___ LISTED RECORDS

PR #182, opened 2026-08-06
[analytics] Hub coverage + hx-boost pageviews, auto release announce, and a CI unbreak (v0.23.50)

HexagonStorms:
Combines three related-but-separable changes, ordered so the CI fix comes first. Supersedes #179, #180, #181.

---

## 1. Unbreak lint (`hub/views.py`)

`lint` was failing on branches that touch **no Python at all**, which was the tell that this is not a PR problem.

`requirements-dev.txt` asks for `django-stubs>=5.1` with no upper bound. **6.0.8** landed after main's last green run on 2026-08-05. It types `inlineformset_factory`'s product as `BaseInlineFormSet[MemberContact, Member, MemberContactForm]`, while a bare `BaseInlineFormSet` means `BaseInlineFormSet[Any, Any, ModelForm[Any]]` — so the assignment at `hub/views.py:1457` stopped type-checking. The other three errors are cascade: once the assignment is rejected the declared type keeps its `None` arm, so `is_valid()`/`save()` look like attribute access on `None`.

**Confirmed rather than assumed:** checked out unmodified main, installed `django-stubs==6.0.8`, ran CI's exact invocation, reproduced the same five errors on a tree with zero PR changes. Same tree passes with 6.0.7.

Fix parameterizes the annotation. Verified against **both 6.0.7 and 6.0.8**, so no pin is needed and it will not flip-flop on resolution. Type-only; runtime untouched.

## 2. Google Analytics reaches the member hub

Site Settings describes GA as *"injected on every member-facing and public page (the Django admin is excluded)"*, but `templates/hub/base.html` never included the partial. GA reached `base.html`, `classes/base_public.html`, and `guilds/base_public.html` only — not the hub, where members actually spend their time.

**Including the partial is not sufficient.** The hub is `hx-boost="true" hx-ext="head-support"`. I read `static/js/htmx-ext-head-support.js` rather than trusting recollection:

1. Boosted navigation swaps the body and pushes a URL without a document load, so gtag's automatic `page_view` fires only for the session's first page.
2. head-support keys head elements by `outerHTML` and *preserves* identical ones (deletes them from the merge map instead of re-appending), so the snippet is never re-evaluated on navigation either. No double counting, but no counting at all.

So the partial now sends `page_view` itself: `htmx:afterSettle` for forward navigation (the head merge runs on `afterSwap`, so `document.title` is already correct), and `htmx:historyRestore` for back/forward, which merges the head without firing a swap. A path guard keeps partial swaps that leave the URL alone from counting.

The Django admin stays excluded — that is in the context processor, untouched. The privacy policy already discloses Google Analytics and "pages viewed", so no policy change is needed; members still get a changelog entry since this widens what is measured.

## 3. Auto-announce a release on a VERSION bump

The workflow was manual-only because it used to re-post the **whole** release-line changelog on every hotfix merge. That reason is gone — the script now posts only entries stamped at the current `VERSION`.

Restores `push: branches: [main]`, keeps `workflow_dispatch`, and adds two guards: a `paths:` filter on `plfog/version.py`, and a gate step comparing `VERSION` against the parent commit.

The second guard is not redundant — `198b463` (PR #175) is a merge to main that did **not** bump `VERSION`; a naive push trigger would have re-announced 0.23.49 to members. Gate logic tested against that commit and against the 0.23.49→0.23.50 bump: skips the first, posts the second.

---

## Testing

New `tests/hub/google_analytics_spec.py` covers tag-absent-when-unconfigured, tag-present-when-configured, and the boosted-navigation hooks. Full local suite 6951 passed; `mypy plfog/ core/ membership/ hub/` clean under django-stubs 6.0.8; `ruff format`/`ruff check` clean.

## Two things for the reviewer

1. **Confirm `DISCORD_WEBHOOK_URL` points at #fog-app-announcements** before merging. That secret alone determines the destination, and this makes posting automatic.
2. `mypy>=1.13` and `django-stubs>=5.1` are unbounded, so any upstream release can turn CI red with no change on our side. A compatible-release bound on the type-checking tools would make CI reproducible. Not done here — that is a policy call.

https://claude.ai/code/session_01BjUajPuNWTaHF4ncHP9Qr4

### DIFF
--- a/.github/workflows/discord-notify.yml
+++ b/.github/workflows/discord-notify.yml
@@ -1,12 +1,24 @@
 name: Discord Notifications
 
-# Manual-only on purpose. This used to fire on every push to main, which re-posted the
-# WHOLE current release-line changelog on every routine hotfix merge — a duplicate
-# announcement to members each time. A release announcement is a deliberate act, so it is
-# now triggered by hand when a release actually ships:
-#   gh workflow run discord-notify.yml        (or the "Run workflow" button in the Actions UI)
+# Fires automatically when a push to main ships a new VERSION, and can still be run by
+# hand (`gh workflow run discord-notify.yml`, or the Actions "Run workflow" button).
+#
+# This was manual-only for a while because it used to re-post the WHOLE current
+# release-line changelog on every routine hotfix merge, spamming members with things
+# already announced. The script now posts ONLY the entry/entries stamped at the current
+# VERSION, so one merge means one deploy means one announcement. Two guards keep it that
+# way on automatic runs:
+#   1. `paths:` — the job is only considered when plfog/version.py itself changed.
+#   2. the "Check whether VERSION changed" step below — it compares VERSION against the
+#      parent commit and skips the post when it is unchanged, so edits to changelog
+#      wording (or any other version.py churn) never re-announce a shipped release.
+# A manual run always posts, which is the escape hatch for re-sending an announcement.
 on:
   workflow_dispatch:
+  push:
+    branches: [main]
+    paths:
+      - "plfog/version.py"
 
 jobs:
   notify:
@@ -14,13 +26,38 @@ jobs:
     steps:
       - name: Checkout code
         uses: actions/checkout@v4
+        with:
+          # Need the parent commit so the step below can diff VERSION across the push.
+          fetch-depth: 2
 
       - name: Set up Python
         uses: actions/setup-python@v5
         with:
           python-version: "3.13"
 
+      - name: Check whether VERSION changed
+        id: version_changed
+        env:
+          EVENT_NAME: ${{ github.event_name }}
+        run: |
+          set -euo pipefail
+          if [ "$EVENT_NAME" = "workflow_dispatch" ]; then
+            echo "Manual run, announcing regardless of VERSION."
+            echo "should_post=true" >> "$GITHUB_OUTPUT"
+            exit 0
+          fi
+          current=$(python -c "import sys; sys.path.insert(0, '.'); from plfog.version import VERSION; print(VERSION)")
+          previous=$(git show HEAD^:plfog/version.py 2>/dev/null | grep -E '^VERSION = ' | head -1 | cut -d'"' -f2 || true)
+          echo "previous=${previous:-<none>} current=${current}"
+          if [ "$current" = "$previous" ]; then
+            echo "VERSION is unchanged, skipping the announcement."
+            echo "should_post=false" >> "$GITHUB_OUTPUT"
+          else
+            echo "should_post=true" >> "$GITHUB_OUTPUT"
+          fi
+
       - name: Post release announcement to Discord
+        if: steps.version_changed.outputs.should_post == 'true'
         env:
           DISCORD_WEBHOOK_URL: ${{ secrets.DISCORD_WEBHOOK_URL }}
         # Posts only the current VERSION's changelog entry (what just shipped),
--- a/hub/views.py
+++ b/hub/views.py
@@ -38,6 +38,7 @@ from hub.forms import (
     GuildEditForm,
     GuildRoleFormSet,
     MemberAdminEditForm,
+    MemberContactForm,
     MemberContactFormSet,
     MemberSkillForm,
     OrgInfoPageForm,
@@ -1448,7 +1449,10 @@ def user_settings(request: HttpRequest) -> HttpResponse:
     member = _get_member(request)
 
     profile_form: ProfileSettingsForm | None
-    contact_formset: BaseInlineFormSet | None
+    # Parameterized on purpose: django-stubs 6.0.8 types inlineformset_factory's product as
+    # BaseInlineFormSet[MemberContact, Member, MemberContactForm], and a bare BaseInlineFormSet
+    # means BaseInlineFormSet[Any, Any, ModelForm[Any]], which no longer accepts that assignment.
+    contact_formset: BaseInlineFormSet[MemberContact, Member, MemberContactForm] | None
     if request.method == "POST" and request.POST.get("form_id") == "profile":
         if member is None:
             messages.error(request, "Your account is not linked to a membership.")
--- a/plfog/version.py
+++ b/plfog/version.py
@@ -2,9 +2,22 @@
 
 from __future__ import annotations
 
-VERSION = "0.23.49"
+VERSION = "0.23.50"
 
 CHANGELOG: list[dict[str, str | list[str]]] = [
+    {
+        "version": "0.23.50",
+        "date": "2026-08-06",
+        "title": "Usage measurement now covers the Member Hub",
+        "changes": [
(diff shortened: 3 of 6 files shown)


PastLivesReviewBot (approved):

Independent verification of the three changes, plus the claims in the description.

**1. mypy annotation (`hub/views.py:1455`)**

Checked against the installed stubs rather than the description. `django-stubs` 6.0.8 declares `class BaseInlineFormSet(BaseModelFormSet[_M, _ModelFormT], Generic[_M, _ParentM, _ModelFormT])` and `inlineformset_factory(...) -> type[BaseInlineFormSet[_M, _ParentM, _ModelFormT]]`. With `inlineformset_factory(Member, MemberContact, form=MemberContactForm, ...)` at `hub/forms.py:417`, the produced type is exactly `BaseInlineFormSet[MemberContact, Member, MemberContactForm]`. The annotation matches, parameter order included.

It cannot mask a bug: the new annotation is strictly narrower than the bare `BaseInlineFormSet` it replaces (which erased to `Any, Any, ModelForm[Any]`), so it can only catch more. It is a function local variable annotation, never evaluated at runtime, so there is no runtime effect. CI lint is green on this head.

**2. Google Analytics on the hub**

Verified the mechanism in the vendored sources instead of trusting the reasoning.

`static/js/htmx.min.js` is htmx 2.0.4. In the ajax response handler the history update runs *before* the swap: `htmx:beforeHistoryUpdate`, then `pushUrlIntoHistory`, then `htmx:pushedIntoHistory`, and only then the swap call carrying `afterSwapCallback` / `afterSettleCallback`. So by the time `htmx:afterSettle` fires, `window.location` already holds the new URL and the path guard compares correctly. No off by one on `page_location`.

Both history restore paths (cache hit, and the cache miss XHR) use `swapInnerHTML` plus `settleImmediately` directly and never route through the swap function, so neither emits `htmx:afterSettle`. `historyRestore` therefore cannot double fire with the `afterSettle` handler, and `document.title` is assigned before the event is triggered, so the title is correct in both handlers. The shared `lastPath` closure variable is a second layer of protection.

`static/js/htmx-ext-head-support.js` keys head children by `outerHTML` and, on a match, deletes the entry from the merge map so the existing node is preserved rather than re-appended. Both GA elements render identically on every page, so the block is never re-evaluated on a boosted navigation. That rules out accumulating listeners and a repeated `gtag('config')` (which would itself send a page_view).

Checked the one remaining double count vector: a boosted navigation to a layout whose head lacks the include would remove the GA elements, and returning would re-append and re-execute them. Not reachable. `htmx.min.js` is loaded only by `templates/hub/base.html` and `templates/signage/base.html`, no hub template links to the Django admin or to signage, and the sidebar nav carries `hx-boost="false"`.

On the other three templates that carry the include, the listeners register and never fire, because those layouts load no htmx at all. In all three the include also sits in `<head>` (`templates/base.html:17` directly, classes and guilds via `{% block extra_head %}`), not in a body region a boost swap could re-execute. Inert, not harmful.

No `hx-push-url` anywhere under `templates/hub/`, so partial swaps cannot inflate the count, and the path guard covers same URL swaps. The project sets no Content Security Policy, so nothing blocks `googletagmanager.com` on the new surface. The admin exclusion is untouched and still lives at `core/context_processors.py:103`. The GA field is `blank=True` with no default, so the block is absent by default and existing suites are unaffected.

**3. `discord-notify.yml` gate**

`plfog/__init__.py` is empty and `plfog/version.py` imports only `__future__`, so the gate's `python -c` import succeeds with no dependency install step. `.github/scripts/discord_release_notify.py` is standard library only (`json`, `os`, `sys`, `urllib`), so the post step is safe to run automatically too.

Shell reviewed against `set -euo pipefail`. The `|| true` sits inside the command substitution and covers the whole pipeline, so a missing parent blob, a `grep` miss, and `head -1` closing the pipe early all yield an empty `previous` rather than a failed step. Empty `previous` compares unequal and posts, which is the safe direction. `set -u` is satisfied because `previous` is always assigned, and `${previous:-<none>}` is quoted.

Ran the gate logic against real commits. `198b463` (a real merge to main with no bump) resolves `previous=0.23.49 current=0.23.49` and skips. A squash merge of this branch resolves `previous=0.23.49 current=0.23.50` and posts. Main's recent history is linear single parent with `(#NNN)` titles, so squash merge is the convention here and `HEAD^` is the previous main tip. First commit and merge commit cases are both handled: no parent yields an empty `previous` and posts, and on a merge commit `HEAD^` is the first parent, which is still the previous main tip.

**4. Changelog**

`VERSION` is `0.23.50` and the top entry is stamped `0.23.50`, so `announce_release` resolves. The only prior Google Analytics entry is at `0.10.0`, long since live, so per CLAUDE.md this is a fix to shipped behaviour and correctly gets its own entry rather than folding into an existing entry in the current line. Copy is plain and member facing with no jargon, PR numbers, or hashes. The wording is accurate against `templates/core/privacy_policy.html:37` and `:57`, which already disclose Google Analytics and "pages viewed".

**5. Tests and checks**

`tests/hub/google_analytics_spec.py` passes 3 of 3 locally. Placement and style match the neighbouring specs in `tests/hub/`, and the missing `-> None` on the `it_` functions matches the repo convention exactly (0 of 1662 `it_` functions annotate a return type). `ruff check` and `ruff format --check` are both clean. CI `lint` and `test` are green on `0db6631`. The `e2e` failure on this head is infrastructure, not code: the job was never acquired by a hosted runner and its conclusion is `cancelled`.

**Non blocking notes**

1. A rebase merge, or a direct multi commit push to main, would silently suppress the announcement. The bump lives in `1b31abd`, not in the head commit, so evaluating the gate with `HEAD=0db6631` yields `previous=0.23.50 current=0.23.50` and skips. Squash merge makes this correct for this PR. The failure direction is a missed announcement rather than a duplicate, and `workflow_dispatch` recovers it, so this is a footgun rather than a defect.
2. The description offers `198b463` as proof the gate step is not redundant, but that commit does not touch `plfog/version.py` at all, so the `paths:` filter already excludes it. The gate step's real justification is the one stated in the workflow comment: a changelog wording edit to `version.py` with no `VERSION` bump.
3. The announcement now races the deploy. Posting on push to main can tell members about a release before Render finishes deploying it; the manual trigger previously let that be sequenced by hand.
4. `sys.path.insert(0, '.')` in the gate's `python -c` is redundant, since the current directory is already `sys.path[0]` for `-c`. Harmless.
5. Roughly 800 bytes of JS comments now ship in the head of every member facing page. Consistent with the existing inline scripts in `hub/base.html`, so this reads as house style.
6. `gtag('event', 'page_view', ...)` does not pass `page_referrer`. This is the documented GA4 single page app pattern and GA infers the referrer per session, so in app navigation attribution is slightly less precise. Worth knowing when reading the reports.

**Before merging**

The description's first reviewer request stands and cannot be checked from here: confirm `DISCORD_WEBHOOK_URL` points at #fog-app-announcements, since that secret alone decides the destination and this change makes posting automatic.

______

_TASK GOAL_: All lines from the opening of the listing above through the line that contains "with no upper" should be given again exactly, and nothing more.

_TASK ANSWER_:
PR #182, opened 2026-08-06
[analytics] Hub coverage + hx-boost pageviews, auto release announce, and a CI unbreak (v0.23.50)

HexagonStorms:
Combines three related-but-separable changes, ordered so the CI fix comes first. Supersedes #179, #180, #181.

---

## 1. Unbreak lint (`hub/views.py`)

`lint` was failing on branches that touch **no Python at all**, which was the tell that this is not a PR problem.

`requirements-dev.txt` asks for `django-stubs>=5.1` with no upper bound. **6.0.8** landed after main's last green run on 2026-08-05. It types `inlineformset_factory`'s product as `BaseInlineFormSet[MemberContact, Member, MemberContactForm]`, while a bare `BaseInlineFormSet` means `BaseInlineFormSet[Any, Any, ModelForm[Any]]` — so the assignment at `hub/views.py:1457` stopped type-checking. The other three errors are cascade: once the assignment is rejected the declared type keeps its `None` arm, so `is_valid()`/`save()` look like attribute access on `None`.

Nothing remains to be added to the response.